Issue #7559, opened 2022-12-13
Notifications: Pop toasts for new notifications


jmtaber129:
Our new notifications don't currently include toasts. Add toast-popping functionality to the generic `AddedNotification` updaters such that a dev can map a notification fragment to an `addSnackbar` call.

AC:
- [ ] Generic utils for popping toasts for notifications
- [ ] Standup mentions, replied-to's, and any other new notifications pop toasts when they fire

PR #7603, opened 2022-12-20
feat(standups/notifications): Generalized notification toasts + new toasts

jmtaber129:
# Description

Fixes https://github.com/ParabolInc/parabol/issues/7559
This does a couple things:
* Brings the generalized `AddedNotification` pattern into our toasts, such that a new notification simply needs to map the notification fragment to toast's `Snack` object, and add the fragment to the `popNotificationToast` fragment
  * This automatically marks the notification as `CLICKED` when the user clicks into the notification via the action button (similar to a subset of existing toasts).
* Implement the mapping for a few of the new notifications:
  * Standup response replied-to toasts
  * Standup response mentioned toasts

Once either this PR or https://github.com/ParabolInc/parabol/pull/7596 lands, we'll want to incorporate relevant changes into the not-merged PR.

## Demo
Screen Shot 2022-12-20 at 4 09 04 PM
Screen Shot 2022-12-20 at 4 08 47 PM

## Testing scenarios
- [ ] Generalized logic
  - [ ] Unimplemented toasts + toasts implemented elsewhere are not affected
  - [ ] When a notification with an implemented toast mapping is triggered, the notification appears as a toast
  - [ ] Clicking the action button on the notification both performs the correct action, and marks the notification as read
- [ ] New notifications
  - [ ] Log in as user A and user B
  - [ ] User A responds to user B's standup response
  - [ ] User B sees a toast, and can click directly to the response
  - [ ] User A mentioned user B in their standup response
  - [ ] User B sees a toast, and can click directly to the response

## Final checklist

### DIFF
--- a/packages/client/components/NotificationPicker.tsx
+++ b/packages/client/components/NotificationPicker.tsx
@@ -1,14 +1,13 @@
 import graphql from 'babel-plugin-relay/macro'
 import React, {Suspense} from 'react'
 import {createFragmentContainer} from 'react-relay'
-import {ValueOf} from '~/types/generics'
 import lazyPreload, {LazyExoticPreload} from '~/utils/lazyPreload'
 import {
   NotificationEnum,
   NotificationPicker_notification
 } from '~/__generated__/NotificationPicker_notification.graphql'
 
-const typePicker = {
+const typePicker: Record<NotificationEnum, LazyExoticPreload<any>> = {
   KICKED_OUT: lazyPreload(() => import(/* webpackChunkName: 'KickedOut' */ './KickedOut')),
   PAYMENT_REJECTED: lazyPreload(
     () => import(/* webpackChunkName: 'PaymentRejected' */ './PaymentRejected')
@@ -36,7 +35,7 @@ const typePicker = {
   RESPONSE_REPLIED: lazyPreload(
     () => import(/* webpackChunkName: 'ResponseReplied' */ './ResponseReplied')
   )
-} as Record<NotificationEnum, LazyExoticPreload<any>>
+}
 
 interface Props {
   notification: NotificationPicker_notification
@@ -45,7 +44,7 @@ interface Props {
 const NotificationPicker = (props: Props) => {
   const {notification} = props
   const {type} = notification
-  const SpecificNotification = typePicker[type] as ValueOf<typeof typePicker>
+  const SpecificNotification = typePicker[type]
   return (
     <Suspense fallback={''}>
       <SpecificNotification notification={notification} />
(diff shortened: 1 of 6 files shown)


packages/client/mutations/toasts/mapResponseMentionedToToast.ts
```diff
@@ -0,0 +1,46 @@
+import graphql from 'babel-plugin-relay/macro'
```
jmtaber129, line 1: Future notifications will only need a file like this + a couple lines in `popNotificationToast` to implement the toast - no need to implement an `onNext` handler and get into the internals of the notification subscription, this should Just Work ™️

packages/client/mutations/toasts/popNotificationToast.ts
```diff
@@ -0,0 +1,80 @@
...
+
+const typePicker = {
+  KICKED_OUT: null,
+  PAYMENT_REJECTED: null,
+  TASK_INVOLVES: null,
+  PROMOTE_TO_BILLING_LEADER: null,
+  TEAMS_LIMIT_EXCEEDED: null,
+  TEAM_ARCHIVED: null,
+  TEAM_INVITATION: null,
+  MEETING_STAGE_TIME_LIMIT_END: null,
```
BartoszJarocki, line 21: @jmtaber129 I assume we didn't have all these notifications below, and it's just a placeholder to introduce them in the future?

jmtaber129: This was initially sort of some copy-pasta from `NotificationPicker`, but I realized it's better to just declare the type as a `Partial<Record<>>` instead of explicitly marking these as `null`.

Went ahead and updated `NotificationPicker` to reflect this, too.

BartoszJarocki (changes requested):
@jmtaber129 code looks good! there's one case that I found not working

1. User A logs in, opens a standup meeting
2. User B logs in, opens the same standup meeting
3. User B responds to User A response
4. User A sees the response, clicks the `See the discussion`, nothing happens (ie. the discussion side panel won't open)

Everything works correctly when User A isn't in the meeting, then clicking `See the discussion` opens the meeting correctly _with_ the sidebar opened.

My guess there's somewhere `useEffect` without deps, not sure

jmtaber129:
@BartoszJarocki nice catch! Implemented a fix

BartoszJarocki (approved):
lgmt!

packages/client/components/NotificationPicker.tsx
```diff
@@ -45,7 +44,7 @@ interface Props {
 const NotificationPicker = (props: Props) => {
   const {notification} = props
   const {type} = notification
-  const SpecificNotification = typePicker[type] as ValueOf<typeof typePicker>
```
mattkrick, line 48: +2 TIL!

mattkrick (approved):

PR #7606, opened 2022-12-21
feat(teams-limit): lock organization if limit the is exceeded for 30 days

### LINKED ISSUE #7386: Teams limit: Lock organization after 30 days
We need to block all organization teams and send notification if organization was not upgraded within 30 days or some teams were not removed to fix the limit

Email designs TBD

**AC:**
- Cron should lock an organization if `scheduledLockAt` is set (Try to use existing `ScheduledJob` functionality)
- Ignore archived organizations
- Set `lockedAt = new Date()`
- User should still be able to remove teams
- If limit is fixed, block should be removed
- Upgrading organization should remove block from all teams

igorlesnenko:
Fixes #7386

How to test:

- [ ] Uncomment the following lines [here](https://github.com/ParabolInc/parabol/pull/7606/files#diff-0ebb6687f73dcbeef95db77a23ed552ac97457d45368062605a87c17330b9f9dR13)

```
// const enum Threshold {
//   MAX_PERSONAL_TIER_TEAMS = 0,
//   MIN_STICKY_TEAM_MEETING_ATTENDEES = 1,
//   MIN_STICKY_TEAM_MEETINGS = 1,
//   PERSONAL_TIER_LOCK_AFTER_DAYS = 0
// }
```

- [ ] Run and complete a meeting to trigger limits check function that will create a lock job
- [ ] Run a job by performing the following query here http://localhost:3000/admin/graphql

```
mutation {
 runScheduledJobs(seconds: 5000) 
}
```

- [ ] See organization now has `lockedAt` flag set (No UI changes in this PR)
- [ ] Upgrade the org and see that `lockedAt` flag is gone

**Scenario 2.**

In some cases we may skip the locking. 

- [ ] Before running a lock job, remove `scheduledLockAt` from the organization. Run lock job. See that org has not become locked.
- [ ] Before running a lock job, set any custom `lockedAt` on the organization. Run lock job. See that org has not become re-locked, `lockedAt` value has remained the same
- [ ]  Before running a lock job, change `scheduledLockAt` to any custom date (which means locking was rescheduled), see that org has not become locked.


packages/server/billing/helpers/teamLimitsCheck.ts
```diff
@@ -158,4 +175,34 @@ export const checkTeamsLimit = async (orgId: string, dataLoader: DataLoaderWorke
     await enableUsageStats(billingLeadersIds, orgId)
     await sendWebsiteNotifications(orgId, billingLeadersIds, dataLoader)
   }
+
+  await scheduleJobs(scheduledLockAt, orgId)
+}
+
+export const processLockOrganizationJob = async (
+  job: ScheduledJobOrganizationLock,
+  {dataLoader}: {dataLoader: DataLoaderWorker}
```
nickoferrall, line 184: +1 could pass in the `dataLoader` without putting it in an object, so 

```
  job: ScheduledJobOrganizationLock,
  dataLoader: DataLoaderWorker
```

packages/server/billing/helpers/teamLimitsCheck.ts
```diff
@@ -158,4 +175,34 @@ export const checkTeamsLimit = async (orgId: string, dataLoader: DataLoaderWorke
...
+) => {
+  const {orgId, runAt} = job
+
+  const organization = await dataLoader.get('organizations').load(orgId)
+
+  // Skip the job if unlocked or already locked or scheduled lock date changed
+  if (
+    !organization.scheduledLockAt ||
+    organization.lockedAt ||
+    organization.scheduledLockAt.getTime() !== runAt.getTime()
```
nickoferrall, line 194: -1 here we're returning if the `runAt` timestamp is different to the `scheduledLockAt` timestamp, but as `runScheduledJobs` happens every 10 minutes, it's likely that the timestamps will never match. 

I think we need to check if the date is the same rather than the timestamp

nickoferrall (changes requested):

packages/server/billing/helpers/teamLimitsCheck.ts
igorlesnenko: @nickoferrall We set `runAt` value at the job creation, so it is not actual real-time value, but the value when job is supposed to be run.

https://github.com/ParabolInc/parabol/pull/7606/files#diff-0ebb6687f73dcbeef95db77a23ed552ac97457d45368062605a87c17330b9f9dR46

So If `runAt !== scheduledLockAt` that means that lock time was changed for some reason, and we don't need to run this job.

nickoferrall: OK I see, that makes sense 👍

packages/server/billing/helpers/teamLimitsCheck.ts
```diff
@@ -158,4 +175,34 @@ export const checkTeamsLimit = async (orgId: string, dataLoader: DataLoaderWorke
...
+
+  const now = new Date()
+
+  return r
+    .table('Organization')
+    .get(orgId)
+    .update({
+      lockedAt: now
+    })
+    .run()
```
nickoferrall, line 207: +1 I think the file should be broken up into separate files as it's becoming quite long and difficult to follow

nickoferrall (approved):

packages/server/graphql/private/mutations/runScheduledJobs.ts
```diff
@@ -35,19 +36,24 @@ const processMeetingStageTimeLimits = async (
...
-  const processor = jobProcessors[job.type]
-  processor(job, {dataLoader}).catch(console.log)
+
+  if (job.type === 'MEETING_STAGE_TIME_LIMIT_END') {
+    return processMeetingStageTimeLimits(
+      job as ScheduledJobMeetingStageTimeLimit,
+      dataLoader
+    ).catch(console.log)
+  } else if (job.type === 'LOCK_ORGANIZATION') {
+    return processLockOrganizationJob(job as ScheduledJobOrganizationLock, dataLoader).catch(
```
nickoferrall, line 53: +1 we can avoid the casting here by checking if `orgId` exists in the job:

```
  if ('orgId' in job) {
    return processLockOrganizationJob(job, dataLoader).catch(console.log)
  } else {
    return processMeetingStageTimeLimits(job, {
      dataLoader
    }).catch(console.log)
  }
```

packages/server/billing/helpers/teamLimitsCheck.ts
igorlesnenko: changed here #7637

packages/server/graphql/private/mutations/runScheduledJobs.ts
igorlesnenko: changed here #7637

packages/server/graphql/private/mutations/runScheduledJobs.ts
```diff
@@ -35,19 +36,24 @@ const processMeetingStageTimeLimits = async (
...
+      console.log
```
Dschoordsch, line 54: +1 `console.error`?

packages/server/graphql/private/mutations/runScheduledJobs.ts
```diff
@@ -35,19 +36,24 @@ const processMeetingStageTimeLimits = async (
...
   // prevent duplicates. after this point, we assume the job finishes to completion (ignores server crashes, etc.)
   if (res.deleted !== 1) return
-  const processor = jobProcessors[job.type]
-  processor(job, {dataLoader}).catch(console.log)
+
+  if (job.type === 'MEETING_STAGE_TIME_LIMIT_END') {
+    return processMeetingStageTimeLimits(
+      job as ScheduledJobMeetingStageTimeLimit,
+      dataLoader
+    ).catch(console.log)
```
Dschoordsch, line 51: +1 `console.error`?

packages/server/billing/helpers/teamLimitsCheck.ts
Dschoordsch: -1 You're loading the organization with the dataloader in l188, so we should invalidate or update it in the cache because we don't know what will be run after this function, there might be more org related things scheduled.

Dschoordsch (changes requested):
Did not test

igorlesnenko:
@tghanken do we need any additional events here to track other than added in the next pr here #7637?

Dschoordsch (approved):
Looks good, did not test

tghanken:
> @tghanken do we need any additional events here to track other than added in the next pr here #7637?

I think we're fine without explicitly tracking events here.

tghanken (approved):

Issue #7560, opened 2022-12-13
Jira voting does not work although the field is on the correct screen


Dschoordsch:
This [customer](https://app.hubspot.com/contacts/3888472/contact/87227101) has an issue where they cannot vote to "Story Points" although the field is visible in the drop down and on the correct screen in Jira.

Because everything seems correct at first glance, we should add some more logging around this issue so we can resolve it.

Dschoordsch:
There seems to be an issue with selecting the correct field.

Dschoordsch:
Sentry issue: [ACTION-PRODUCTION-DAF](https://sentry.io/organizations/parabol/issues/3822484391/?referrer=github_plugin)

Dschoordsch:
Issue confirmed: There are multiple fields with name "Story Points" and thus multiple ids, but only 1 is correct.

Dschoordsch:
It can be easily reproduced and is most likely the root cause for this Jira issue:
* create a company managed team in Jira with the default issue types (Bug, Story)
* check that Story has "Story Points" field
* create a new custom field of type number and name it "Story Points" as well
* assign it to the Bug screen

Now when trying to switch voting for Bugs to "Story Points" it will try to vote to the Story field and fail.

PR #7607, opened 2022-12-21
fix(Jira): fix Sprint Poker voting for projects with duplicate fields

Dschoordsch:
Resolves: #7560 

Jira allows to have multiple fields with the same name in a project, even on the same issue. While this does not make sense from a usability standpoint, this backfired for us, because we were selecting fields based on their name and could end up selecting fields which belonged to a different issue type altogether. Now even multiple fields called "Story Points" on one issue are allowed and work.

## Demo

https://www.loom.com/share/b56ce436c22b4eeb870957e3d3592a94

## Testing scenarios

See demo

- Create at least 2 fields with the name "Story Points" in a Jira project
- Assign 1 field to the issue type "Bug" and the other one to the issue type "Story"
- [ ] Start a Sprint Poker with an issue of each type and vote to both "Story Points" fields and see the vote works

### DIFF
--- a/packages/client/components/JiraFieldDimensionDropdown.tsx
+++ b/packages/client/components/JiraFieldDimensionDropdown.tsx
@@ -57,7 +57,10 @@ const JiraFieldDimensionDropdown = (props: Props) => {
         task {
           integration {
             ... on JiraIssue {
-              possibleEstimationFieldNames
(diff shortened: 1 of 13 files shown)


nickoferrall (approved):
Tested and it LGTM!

^^^^^^^^^^^^^^^^

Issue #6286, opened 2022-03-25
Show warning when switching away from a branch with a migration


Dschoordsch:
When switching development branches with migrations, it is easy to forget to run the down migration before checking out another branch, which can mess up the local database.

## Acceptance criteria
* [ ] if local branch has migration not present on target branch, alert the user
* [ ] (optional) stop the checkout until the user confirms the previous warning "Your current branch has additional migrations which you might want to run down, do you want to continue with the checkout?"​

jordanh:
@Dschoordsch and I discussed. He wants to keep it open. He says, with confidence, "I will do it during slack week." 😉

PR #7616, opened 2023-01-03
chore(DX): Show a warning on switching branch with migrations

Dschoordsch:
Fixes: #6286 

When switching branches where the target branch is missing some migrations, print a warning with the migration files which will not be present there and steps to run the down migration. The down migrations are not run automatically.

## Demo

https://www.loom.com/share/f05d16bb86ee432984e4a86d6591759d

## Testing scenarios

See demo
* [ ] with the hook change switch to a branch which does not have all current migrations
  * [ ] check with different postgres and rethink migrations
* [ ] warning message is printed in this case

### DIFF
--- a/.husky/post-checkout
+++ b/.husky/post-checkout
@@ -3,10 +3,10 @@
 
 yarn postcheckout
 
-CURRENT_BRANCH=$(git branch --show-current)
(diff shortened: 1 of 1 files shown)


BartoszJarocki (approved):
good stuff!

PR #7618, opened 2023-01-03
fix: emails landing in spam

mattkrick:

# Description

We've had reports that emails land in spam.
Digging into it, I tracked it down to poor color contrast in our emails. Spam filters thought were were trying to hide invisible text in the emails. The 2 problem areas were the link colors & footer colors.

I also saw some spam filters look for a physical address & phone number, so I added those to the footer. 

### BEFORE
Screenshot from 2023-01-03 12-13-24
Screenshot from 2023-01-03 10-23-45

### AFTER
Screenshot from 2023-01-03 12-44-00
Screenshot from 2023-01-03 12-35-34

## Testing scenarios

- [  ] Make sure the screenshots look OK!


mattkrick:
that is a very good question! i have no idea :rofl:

^^^^^^^^^^^^^^^^

Copy each line of the entries that includes the word "husky".

Solution to this exercise:
--- a/.husky/post-checkout
+++ b/.husky/post-checkout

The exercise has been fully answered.